SHIELA Guo’s appearance at the hearing of the Senate sub-committee on justice and human rights on Tuesday was her first, but she divulged more personal and relevant information to the senators than dismissed Bamban, Tarlac Mayor Alice Guo, her supposed sister. This information was about how the Guo siblings (Shiela, Alice and Wesley) fled the country through a fishing port in northern Luzon, by banca and a small boat to Mindanao, and through a short trip to Malaysia also by boat.
The Guos need to escape because there is a whole-of-government approach to pin them down on the operation of illegal Philippine Offshore Gaming Operators (POGOs) both in Bamban and in Porac, Pampanga, which is a highly lucrative business venture that combines online gambling with financial and other scams to fleece unsuspecting clients all over the world. This illegal business is run in the Philippines by foreigners, most of them Chinese.
‘The nation is waiting for official action from the President on this problem, an action that would depend on the Department of Justice’s own investigation of the whole Alice Guo affair.’
The series of Senate and House investigations on POGO operations prompted President Jr. to ban all POGOs, in a much-applauded announcement he made in his State of the Nation Address last month. The Chief Executive ordered the Philippine Amusement and Gaming Corp. (Pagcor) to phase out both legal and illegal POGOs by the end of the year.
The congressional hearings may be an overkill and might not produce the needed new legislation that is the underlying reason for such an inquiry, but it laid bare the many flaws and weaknesses of the Philippine government’s rules, procedures and ordinances that are easily exploited by foreigners and their local cohorts for their criminal activities.
Some of these flaws are loose documentation at various civil register’s offices, the Philippine Statistics Office, the Department of Foreign Affairs passport offices, the Land Transportation Office (LTO), lax security at the ports supervised by MARINA and the Coast Guard, the Department of Transportation, etc., etc.
Connecting the thread of inefficiency in all these, of course, is graft and corruption which move things and make events happen in the bureaucracy.

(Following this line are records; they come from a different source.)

PR #2311, opened 2026-09-12
test(autonomy): accept either tiebreak order when restart stamps share a millisecond (#2309)

### LINKED ISSUE #2309: flaky test: multi_epoch_scatter_persist_failure_then_restart_reemits_latest_join fails when the epoch-0 join and the ChildCompleted persist in the same millisecond
## Evidence

Two CI failures today with the identical signature, on two different commits:

- main `b5987df3` (run [34677520292](https://github.com/octos-org/octos/actions/runs/34677520292), job `test-octos-cli`): `left: ChildCompleted`, `right: ScatterJoinComplete` at `crates/octos-cli/src/autonomy/agent_orchestrator.rs:47099`
- PR #2308 branch (run [34678601505](https://github.com/octos-org/octos/actions/runs/34678601505), job `test-octos-cli`): same assertion, same values

Note `b5987df3` only touches release bundling scripts (`bundle-release.sh`, `release.yml`, `ci.yml`) — nothing near the autonomy orchestrator, and the same commit also has CI runs where the test passes, so this is not a deterministic regression.

## Root cause

`configure_supervisor_store` re-enqueues still-`Queued` records in the SF1 deterministic order sorted by `(join_epoch, queued_at_ms, continuation_id)`.

In this test, the store at restart holds exactly two `Queued` records:

- the epoch-0 `scatter_join/...` control row (persisted when agent-2 completed), stamp T1
- agent-3's `child/...` ChildCompleted (persisted when agent-3 completed), stamp T2

Both parse as `join_epoch = 0` (the epoch only ranks scatter records among themselves). T1 and T2 are taken microseconds apart by `now_ms_u64()`; on a fast host both stamps land in the **same millisecond**, so the sort falls through to the `continuation_id` tiebreak — `child/...` < `scatter_join/...` (`'c'` < `'s'`), which deterministically puts the ChildCompleted in turn 0. The test pinned the millisecond-separated order (scatter first) only.

Local instrumentation on an M3 Max shows T2 − T1 is consistently 1–3 ms (which is why the test is hard to reproduce locally in isolation), while CI Linux runners can persist the whole sequence in under a millisecond.

The SF1 determinism contract itself is intact — two fresh orchestrators over the same store still re-enqueue identically (the tiebreak is total and durable). Only the test's assumed causal order breaks.

BH3GEI:
## Problem

`multi_epoch_scatter_persist_failure_then_restart_reemits_latest_join` fails on CI with `left: ChildCompleted, right: ScatterJoinComplete` at the turn-0 assertion — observed twice with the identical signature on unrelated commits (main `b5987df3` run 34677520292 and the #2308 branch run 34678601505, both in `test-octos-cli`). Full analysis in #2309.

## Root cause

At restart the store holds exactly two `Queued` records: the epoch-0 `scatter_join/…` control row (stamped T1) and agent-3's `child/…` ChildCompleted (stamped T2), microseconds apart. Both parse as `join_epoch = 0`, and when T1/T2 land in the same millisecond the SF1 restart sort (`configure_supervisor_store`, key `(join_epoch, queued_at_ms, continuation_id)`) falls through to the `continuation_id` tiebreak, which deterministically orders `child/…` before `scatter_join/…` — flipping the order the test had pinned. The SF1 determinism contract itself is intact (the tiebreak is total and durable); only the test's assumed causal order breaks. Production code is unchanged by this PR.

## Fix

Two test-module changes in `crates/octos-cli/src/autonomy/agent_orchestrator.rs`:

1. The flaky test now accepts **either** delivery order for the two pre-crash pending rows across turns 0–1, while still asserting each turn is single-item, that the epoch-0 control row is among the first two turns with epoch 0, and the unchanged turn-3 assertions (epoch-1 re-emit, `terminal_children == 3`, exactly three turns). This is the "assert on the set of emitted outcomes + their per-record fields, not the emission order" direction from the triage.
2. New `restart_reenqueue_orders_equal_queued_at_ms_by_continuation_id` pins the previously untested contract: two `Queued` records with identical durable `queued_at_ms` (persisted out of delivery order — scatter first, child second) drain as `[ChildCompleted, ScatterJoinComplete]`, and a second fresh orchestrator over the same store re-enqueues identically.

## Tests

- New test green; fixture fields (incl. `priority`) match what production `queued_continuation_record` writes.
- Relaxed test green, plus 100/100 process-level reruns (each run re-rolls the T1/T2 millisecond boundary).
- Full suite: `cargo test -p octos-cli --lib` → 3693 passed, 0 failed (single run, no reruns needed); `cargo clippy -p octos-cli --all-targets -- -D warnings` and `cargo fmt --all -- --check` clean.
- End-to-end: test-only change, so the real-path evidence is the tests themselves — the new test drives the full disk-backed path (`SupervisorStore` append → `load_state` replay → `configure_supervisor_store` sort → scheduler drain), and an independent review pass additionally forced the same-millisecond case directly (temporarily quantizing the clock so both stamps share a millisecond): the child-first branch is real, and under it the turn-3 assertions still hold (3/3 runs), then the tree was restored bit-exact and re-verified.
- Independent review (full diff, adversarial pass): no blockers or majors; its one actionable note — the fixture omitted the `priority` metadata field that production records carry — is included above.

Closes #2309

### DIFF
--- a/crates/octos-cli/src/autonomy/agent_orchestrator.rs
+++ b/crates/octos-cli/src/autonomy/agent_orchestrator.rs
@@ -47088,28 +47088,45 @@ mod tests {
                 .expect("epoch segment")
                 .to_owned()
         };
-        // Turn 1: the restored epoch-0 scatter record re-enqueues (it
+        // Turns 1-2: the restored epoch-0 scatter record re-enqueues (it
         // persisted `Queued`; A never tombstoned it — only its MARKS were
-        // seeded) and delivers as a SUPERSEDED-epoch control row. This is
-        // the already-accepted SF1/Nit2 behavior (`restart_reenqueues_in_
-        // deterministic_epoch_order` drains persisted epochs 0/1/2; the Nit2
-        // dual-sink test allows one superseded epoch-0 control row).
+        // seeded) and delivers as a SUPERSEDED-epoch control row (#2309)
+        // beside agent-3's ChildCompleted (persisted Queued, never delivered
+        // pre-crash). Their relative order is stamp-resolution dependent: A
+        // persisted them microseconds apart, and when both `queued_at_ms`
+        // stamps land in the SAME millisecond the SF1 restart sort's final
+        // `continuation_id` tiebreak deterministically orders `child/…`
+        // before `scatter_join/…` ('c' < 's' — pinned by
+        // `restart_reenqueue_orders_equal_queued_at_ms_by_continuation_id`),
+        // so either delivery order satisfies the restored-queue contract.
         let turn0 = &turns[0];
         assert_eq!(turn0.len(), 1);
-        assert_eq!(
-            turn0[0].reason,
-            MasterContinuationReason::ScatterJoinComplete
-        );
-        assert_eq!(
-            epoch_of(&turn0[0]),
-            0,
-            "the superseded epoch-0 control row drains first (SF1 epoch order)"
-        );
-        // Turn 2: agent-3's ChildCompleted (persisted Queued, never
-        // delivered pre-crash) delivers.
         let turn1 = &turns[1];
         assert_eq!(turn1.len(), 1);
-        assert_eq!(turn1[0].reason, MasterContinuationReason::ChildCompleted);
+        assert!(
+            matches!(
+                (&turn0[0].reason, &turn1[0].reason),
+                (
+                    MasterContinuationReason::ScatterJoinComplete,
+                    MasterContinuationReason::ChildCompleted,
+                ) | (
+                    MasterContinuationReason::ChildCompleted,
+                    MasterContinuationReason::ScatterJoinComplete,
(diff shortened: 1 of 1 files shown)


anantheparty (approved):
Adversarial pre-merge review passed — the root cause is precisely identified and the fix matches the #2309 triage direction: when both stamps land in the same millisecond, the SF1 restart sort's continuation_id tiebreak deterministically orders child/ before scatter_join/ ('c' < 's') — so the CI failure is the deterministic sort hitting the millisecond collision, not random flake. The turn-0 assertion now accepts either tiebreak order (the recovery semantics — re-enqueue, superseded-epoch control row, ChildCompleted delivery — do not depend on the order), and the deterministic tiebreak itself keeps its own pinning test. Test-only. Approving — merging left to you per convention.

This last systemic flaw is pervasive as it is endemic and hard to control.
It was established at the Senate hearing that the Bureau of Immigration kept the President and the senators clueless on the whereabouts of Alice Guo, when in fact they knew through their contacts and counterparts abroad that she had escaped, shuttling from Indonesia, Malaysia and Singapore like a tourist, and using her Philippine passport.
This angered Bongbong Marcos and promised that “heads will roll” and “there will be no sacred cows” but until now, no bloody skulls with hair are rolling from where he sat in the Palace.

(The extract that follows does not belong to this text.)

PR #2312, opened 2026-09-12
test(api): rebuild callsite interest cache in the http_trace test

anantheparty:
The deterministic fix for #2276 (root cause fully pinned in the issue thread — the four-step tracing-core/tracing-subscriber source verification).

The Philippine Coast Guard’s official explanation on why they were caught with their pants down when Alice Guo and her group slipped from the country was classic: the Philippines has a porous coastline. It is sad that Congress cannot do anything to remedy our being an archipelagic country.
The nation is waiting for official action from the President on this problem, an action that would depend on the Department of Justice’s own investigation of the whole Alice Guo affair.